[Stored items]
——————————

PR #2031, opened 2026-06-18
feat(jujuapi): serve ModelManager v10 for Juju 3.6 clients

alesstimec:
## Description

Register the ModelManager facade at version 10 (Juju 3.6) alongside the existing version 11 (Juju 4.x), so a 3.6 client negotiates v10 and talks to JIMM in the owner-tag wire format.

The five methods whose wire format changed at v11 (the model owner-tag -> qualifier rename) get dedicated v10 handlers (CreateModelLegacy, ModelInfoLegacy, ListModelsLegacy, ModelStatusLegacy, ListModelSummariesLegacy). Each adapts the 3.6 owner-tag format to the v11 handler via the params36 conversion package, reusing the same business logic. The other nine methods are wire-identical and register the existing v11 handlers at v10. facadeInit now returns {10, 11}.

Placement of a 3.6 client's new model onto a compatible controller is left for future work; CreateModelLegacy is the natural seam for that constraint and carries a TODO marking it.

Tests cover the advertised version set and owner-tag round-tripping for CreateModel, ListModels and ModelInfo via mocked JujuManager results.

## Engineering checklist

- [ ] Documentation updated
- [x] Covered by unit tests

### DIFF
--- a/testing/modelmanager_legacy_test.go
+++ b/testing/modelmanager_legacy_test.go
@@ -1,0 +1,227 @@
+// Copyright 2026 Canonical.
+
+package testing
+
+import (
+	"strings"
+	"testing"
+
+	petname "github.com/dustinkirkland/golang-petname"
+	qt "github.com/frankban/quicktest"
+	jujuparams "github.com/juju/juju/rpc/params"
+	"github.com/juju/names/v6"
+
+	"github.com/canonical/jimm/v3/internal/testutils/jimmtest"
+)
+
+// These tests exercise the ModelManager facade version 10 (Juju 3.6) handlers
+// end to end against a real backing controller. A single Go module pins one
+// Juju version (4.x), so we cannot import a 3.6 API client; instead we make
+// hand-crafted version-pinned calls with conn.APICall and the juju 4.x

——————————

Try it: Copy the entries word for word. Start at the first line and end with the line containing "## Description".

Answer to the exercise:
PR #2031, opened 2026-06-18
feat(jujuapi): serve ModelManager v10 for Juju 3.6 clients

alesstimec:
## Description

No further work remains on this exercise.